We are comparing the observation of a combined system or the combination of observations.
The other direction, restricting an observation of a system to a subsystem, does not have problems for monotone maps (which preserve meets, not joins).
A monotone map \(P \xrightarrow{f} Q\) that preserves meets
\(f(a \land_P b) \cong f(a) \land_Q f(b)\)
Likewise, to preserve joins is for \(f(a \lor_P b) \cong f(a) \lor_Q f(b)\)
A monotone map \(P \xrightarrow{f} Q\) has a generative effect
\(\exists a,b \in P: f(a) \lor f(b) \not\cong f(a \lor v)\)

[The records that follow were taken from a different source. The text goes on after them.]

PR #3745, opened 2026-08-31
chore(deps): move the wasmer family to 7.4

rtb-12:
## Summary

Moves the wasmer family from 6.1.0 to `=7.4.0` (`wasmer`, `wasmer-types`, `wasmer-middlewares`), superseding dependabot #3720.

**Why #3720 looked inconsistent.** It asked for `wasmer = "7.1.0"` beside `wasmer-types`/`wasmer-middlewares = "7.3.0"`. That requirement string never took effect: the family exact-pins itself in every direction (`wasmer 7.3.0` requires `wasmer-types "=7.3.0"`, `wasmer-middlewares 7.3.0` requires `wasmer "=7.3.0"`), so #3720's own lockfile already resolved 7.3.0. None of the suspected causes were real - no yank, no MSRV block, no dependency conflict. It was inert text advertising a floor the family forbids.

**Why exact pins.** A wasmer *minor* changed memory strategy, which is exactly what this PR has to absorb. `=` makes crossing one a deliberate review rather than something a routine `cargo update` does.

## The 7.4 change, and the knob that went with it

7.4 reduces `BaseTunables` to a unit struct and makes `MemoryStyle::Static` fieldless, reserving 8 GiB of virtual address space per static memory (4 GiB wasm32 space plus a 4 GiB guard, per upstream's own doc comment). Virtual address space, not committed memory - pages commit as the guest touches them.

The only field this workspace set was `static_memory_bound`, fed from `VMLimits::max_memory_pages`:

```rust
let base = BaseTunables {
    static_memory_bound: Pages(limits.max_memory_pages),
    ...
};
```

That was never a cap. Reading wasmer 6/7.3's own `memory_style`, it picks a strategy:

```rust
let maximum = memory.maximum.unwrap_or_else(Pages::max_value);
if maximum <= self.static_memory_bound {
    MemoryStyle::Static { bound: self.static_memory_bound, .. }   // pre-reserve, elide bounds checks
} else {
    MemoryStyle::Dynamic { .. }                                    // grow as needed
}
```

Nothing is rejected either way, and `WasmerTunables`' `create_host_memory` / `create_vm_memory` are bare passthroughs to `self.base`. So the default of 1024 pages was pushing any memory above 64 MiB onto the slower dynamic path, not limiting guests. Real bounds come from the module's declared `MemoryType.maximum` and from gas.

With the field gone there is nothing for `max_memory_pages` to feed, so it goes too, along with its rows in `HOST_FUNCTIONS.md`, `MEMORY_MODEL.md` and the protocol limits page. That page now says what actually bounds guest memory instead of implying a 64 MiB cap. `VMLimits` has no serde, so this is a Rust API change only - no config file or on-disk format is affected.

`WasmerTunables` keeps its `vmconfig`, which still carries `wasm_stack_size` from `VMLimits::max_stack_size`.

## Other break

`TrapCode` gained four variants (`UninitializedExnRef`, `YieldOutsideAsyncContext`, `HostInterrupt`, `ReadonlyTableModified`). All map to `Indeterminate` and the match stays wildcard-free, so a future variant is a compile error rather than a silent default.

Verified unchanged: the metering API **and** the `wasmer_metering_remaining_points` global name (a rename there would have disabled metering while still compiling), headless engines, `Module::serialize`/`deserialize`, and the `profiling` feature.

## Precompiled module caches

No upgrade hazard. `from_precompiled` and `Module::to_bytes` have no production callers - every reference outside their definitions is a test. The only module cache (`crates/context/src/lib.rs`) is an in-memory `BoundedCache` filled by `Engine::compile`, so an upgrading node has no persisted artifact to invalidate.

Covered anyway: a test feeds valid `wasmer-universal` magic with a foreign payload and asserts a typed `Deserialize` error plus that the engine still recompiles from source. The pre-existing all-zeros test never reached payload deserialization, so it could not have caught this.

## Test plan

```
$ cargo fmt --check
clean

$ cargo clippy -p calimero-runtime --all-targets -- -D warnings
exit 0

$ cargo check -p calimero-runtime --features profiling
exit 0

$ cargo test -p calimero-runtime
test result: ok. 153 passed; 0 failed
test result: ok. 26 passed; 0 failed      # builds and executes a real app wasm
test result: ok. 2 passed; 0 failed
test result: ok. 2 passed; 0 failed
```

Lockfile census: one version each of `wasmer`, `wasmer-types`, `wasmer-middlewares` and `wasmer-compiler-cranelift`, all 7.4.0.

The full workspace suite, the ABI contract and WASM size gates run on CI for this branch.

### Observed failing first

The precompiled-cache fallback test was watched failing before being believed, by breaking the fallback: `panicked at lib.rs: engine must still recompile from source after a rejected cache entry`. Reverted afterwards.


chefsale (approved):

Cargo.toml
```diff
@@ -298,9 +298,11 @@ trybuild = "1.0"
 ureq = "2.9.7"
 url = "2.5.2"
 velcro = "0.5.4"
-wasmer = "6.1.0"
-wasmer-types = "6.1.0"
-wasmer-middlewares = "6.1.0"
+# Pinned exact: the family exact-pins itself internally, and 7.4 drops the
+# BaseTunables memory knobs `WasmerTunables` needs (every memory becomes 8 GiB static).
+wasmer = "=7.3.0"
```
chefsale: why this one?

rtb-12: Fair question, and it changed the PR: it is now bumped to `=7.4.0`.

I had stopped at 7.3.0 because 7.4 empties `BaseTunables`, and the comment I left claimed that dropped a memory knob we needed. That was wrong, so I checked what the field actually did. In 6.x/7.3 `static_memory_bound` only picks a strategy:

```rust
let maximum = memory.maximum.unwrap_or_else(Pages::max_value);
if maximum <= self.static_memory_bound {
    MemoryStyle::Static { bound: self.static_memory_bound, .. }   // pre-reserve, elide bounds checks
} else {
    MemoryStyle::Dynamic { .. }                                    // grow as needed
}
```

Nothing is rejected either way, and our `create_host_memory`/`create_vm_memory` are bare passthroughs to `self.base`. So `max_memory_pages` was never a cap - at 1024 it was pushing any memory above 64 MiB onto the slower dynamic path. Real bounds come from the module's declared `MemoryType.maximum` and from gas. 7.4 making every static memory reserve 8 GiB of *virtual* address space is a simplification, not a lost control.

With `static_memory_bound` gone there is nothing for `max_memory_pages` to feed, so it goes too, along with its rows in `HOST_FUNCTIONS.md`, `MEMORY_MODEL.md` and the protocol limits page - that page implied a 64 MiB guest cap that never existed. `VMLimits` has no serde, so it is a Rust API change only.

The `=` pins stay, for the reason this exchange demonstrates: a wasmer minor changed memory strategy, so crossing one should be a deliberate review rather than a `cargo update`.

`clippy -D warnings`, `--features profiling` and `cargo test -p calimero-runtime` (153 + 26 + 2 + 2, zero failures, including the suite that builds and runs a real app wasm) all pass on 7.4.

Issue #3313, opened 2026-07-25
Secrets written to disk are owner-only on unix but inherit the directory ACL on Windows (signing key, node config, meroctl config)


rtb-12:
## Summary

Every place core writes a secret to disk restricts it to the owner on unix only. On Windows the file inherits the containing directory's ACL, so on a shared or loosely-permissioned host the secret can be readable by other local users. Windows is a supported target, so this is a real gap rather than a theoretical one.

Three sites, all with the same `#[cfg(unix)]` / `#[cfg(not(unix))]` shape and no ACL handling on the Windows branch:

- `crates/config/src/lib.rs:547` - node config (`config.toml`), which holds node identity material.
- `crates/meroctl/src/config.rs:67` - meroctl config, which holds session credentials.
- `tools/mero-sign/src/lib.rs` (`write_private_key`) - the unencrypted 32-byte Ed25519 signing seed, whose signer is part of `ApplicationId = SHA-256(borsh((package, signerId)))`.

There is no `windows-sys` / `windows` / `windows-acl` dependency in the workspace, so nothing sets a DACL anywhere today.

## Impact

- The signing key is the highest-value of the three: whoever reads it can publish bundles under the victim's publisher identity, and therefore under the same `ApplicationId`.
- The failure is silent: on unix the operator gets 0600, so the reasonable assumption is that the tooling protects the file everywhere. Only `mero-sign` currently warns; the two config writers do not.
- CI and developer laptops are the realistic exposure: keys and credentials generated in a shared build directory or a roaming profile inherit whatever that directory allows.

## Steps to reproduce

1. On Windows, create a directory that grants read access to `Users` (or use any inherited-permissive location).
2. Run `cargo mero key generate --output <that-dir>\key.json` (or `merod init`, or a `meroctl` login that persists config).
3. Inspect the resulting file with `icacls`.
   - **Actual:** the file inherits the directory ACL; other local users can read it.
   - **Expected:** the ACL grants only the creating user (plus SYSTEM/Administrators as appropriate).

## Criteria for resolving

- [ ] One shared helper writes owner-only secrets, used by all three call sites, rather than each re-implementing the `cfg(unix)` dance (they already differ: `meroctl` uses `create(true).truncate(true)`, which keeps an existing file's permissions; `mero-sign` uses remove-then-`create_new`, which does not).
[...]

PR #3747, opened 2026-09-01
ci: build and publish Windows binaries

chefsale:
## Why

`merod` has never been built for Windows in this repository. Releases carry Linux and macOS archives only, and two consumers depend on a Windows archive that does not exist:

- **The desktop app's in-app merod version switcher.** `merod_versions.rs` resolves release assets by target triple and asks for `x86_64-pc-windows-msvc`, so installing or switching merod versions cannot work on Windows at all today.
- **The desktop app's Windows CI job.** It worked around the gap by cloning this repository at the pinned tag and building merod from source on the runner. That step is what failed, and it is why Windows builds were disabled in `calimero-network/tauri-app#96`.

Core issue #3313 already treats Windows as a supported target and asks for a Windows CI job; this is the runner half of that.

## What was actually missing

Not portability. The source has been kept Windows-clean throughout:

- every `std::os::unix` use is `#[cfg(unix)]`-guarded (`config`, `meroctl`, `auth`, `merod/cli`),
- `mod watchdog` is `#[cfg(unix)]` and `--exit-on-eof` bails on non-unix by construction,
- both `shutdown_signal()` implementations (`node/run.rs`, `auth/server.rs`) have a `cfg(not(unix))` arm.

What was missing was a runner.

## What this does

Adds `x86_64-pc-windows-msvc` to the release build matrix and the artifact download in `release-binaries`.

Windows publishes **`merod` and `meroctl`**, not the full binary set. Those are the two with a consumer; `mero-abi`, `cargo-mero` and `mero-auth` have never been compiled for the platform, and a break in any of them would red the whole release for a binary nobody has asked for. The narrower list lives in a new `WINDOWS_BINARIES`, resolved once into `TARGET_BINARIES` so the build and compress steps cannot drift apart.

Three things the platform needs that unix does not:

| Need | Why |
| --- | --- |
| `LIBCLANG_PATH` | `rocksdb` is pulled with `bindgen-runtime`, so librocksdb-sys needs a libclang. Linux installs one; the Windows image ships LLVM but nothing points bindgen at it. |
| NASM | aws-lc-sys (rustls' provider, via libp2p-tls) assembles its x86_64 primitives with NASM on windows-msvc and fails without it. |
| `defaults.run.shell: bash` | The existing steps are bash (`readarray`, `tar`, `$BINARIES`). Windows runners default to pwsh. |

Only the file *inside* the archive gains the `.exe` Windows requires. The archive keeps the `<binary>_<target>.tar.gz` name every consumer already resolves by target triple, so adding a platform changes nothing about how any of them find an asset.

## Before merging

The matrix's `pull_request` arm carries a **`TEMPORARY`-marked** Windows entry, so this PR proves a Windows build green before it reaches master — no Windows build has ever run here. **That line must be removed before merge**, leaving Windows master-only, exactly as aarch64 and macOS already are.

## Follow-up

`calimero-network/tauri-app` re-enables its Windows job once a release from this change exists and `merod-config.json` is bumped to it. That branch is ready and holds on this.

### DIFF
--- a/.github/workflows/release.yml
+++ b/.github/workflows/release.yml
@@ -208,13 +208,7 @@ jobs:
     strategy:
       matrix:
         # Keep legacy check names for required status checks.
-        #
-        # TEMPORARY (remove before merge): the pull_request arm normally stays
-        # Linux-only for cost, exactly as aarch64 and macOS are excluded. The
-        # Windows entry is duplicated into it here only so THIS pull request
-        # proves a Windows build green before it reaches master, since no
-        # Windows build has ever run in this repository.
-        include: ${{ fromJSON(github.event_name == 'pull_request' && '[{"name":"ubuntu-24.04-8cpu, x86_64-unknown-linux-gnu","runner":"big-machine","target":"x86_64-unknown-linux-gnu"},{"name":"windows-latest, x86_64-pc-windows-msvc","runner":"windows-latest","target":"x86_64-pc-windows-msvc"}]' || '[{"name":"ubuntu-24.04-8cpu, x86_64-unknown-linux-gnu","runner":"big-machine","target":"x86_64-unknown-linux-gnu"},{"name":"ubuntu-24.04-arm, aarch64-unknown-linux-gnu","runner":"ubuntu-24.04-arm","target":"aarch64-unknown-linux-gnu"},{"name":"macos-latest, aarch64-apple-darwin","runner":"macos-latest","target":"aarch64-apple-darwin"},{"name":"windows-latest, x86_64-pc-windows-msvc","runner":"windows-latest","target":"x86_64-pc-windows-msvc"}]') }}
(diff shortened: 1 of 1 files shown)


chefsale:
## Windows build verified green ✅

The temporary `pull_request` matrix entry did its job and has been removed in fc940c37f — Windows is now master-only, exactly as aarch64 and macOS already are.

**Run [33473825711](https://github.com/calimero-network/core/actions/runs/33473825711)** — first Windows build ever in this repository:

| Job | Result |
| --- | --- |
| `Build Binaries (windows-latest, x86_64-pc-windows-msvc)` | ✅ success |
| `Build Binaries (ubuntu-24.04-8cpu, x86_64-unknown-linux-gnu)` | ✅ success |

Linux passing matters as much as Windows here: it is what confirms the `TARGET_BINARIES` refactor of the shared build/compress steps left the unix path alone.

Artifact `artifacts-x86_64-pc-windows-msvc` (20,663,722 bytes), downloaded and inspected:

```
meroctl_x86_64-pc-windows-msvc.tar.gz  ->  meroctl.exe
merod_x86_64-pc-windows-msvc.tar.gz    ->  merod.exe
$ file merod.exe
merod.exe: PE32+ executable (console) x86-64, for MS Windows
```

That is exactly the shape both downstream consumers already look for — `prepare-merod.mjs` scores triple-match + `.tar.gz` highest, and `merod_versions.rs::score_merod_asset` resolves the same triple — so neither needs a change to start finding it.

Once this merges and a release carries the asset, `calimero-network/tauri-app` can bump `merod-config.json` and re-enable its Windows job; that branch is ready and holds on this.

Prove that for any monotone map \(P \xrightarrow{f} Q\):
if there exist \(a \lor b \in P\) and \(f(a) \lor f(b) \in Q\):
\(f(a) \lor_Q f(b) \leq f(a \lor_P b)\)
Let’s abbreviate \(f(a\ \lor_P\ b)\) as \(JF\) (join-first) and \(f(b)\ \lor_Q\ f(a)\) as \(JL\) (join-last)
This exercise is to show that \(JL \leq JF\)
The property of joins gives us, in \(P\), that \(a\ \leq\ (a \lor b)\) and \(b\ \leq\ (a \lor b)\)
Monotonicity then gives us, in \(Q\), that \(f(a) \leq JF\) and \(f(b) \leq JF\)
We also know from the property of joins, in \(Q\), that \(f(a) \leq JL\) and \(f(b) \leq JL\)
The only way that \(JF\) could be strictly smaller than \(JL\), given that both are \(\geq f(a)\) and \(\geq f(b)\) is for \(f(a) \leq JF < JL\) and \(f(b) \leq JF < JL\)
But, \(JL \in Q\) is the smallest thing (or equal to it) that is greater than \(f(a)\) and \(f(b)\), so this situation is not possible.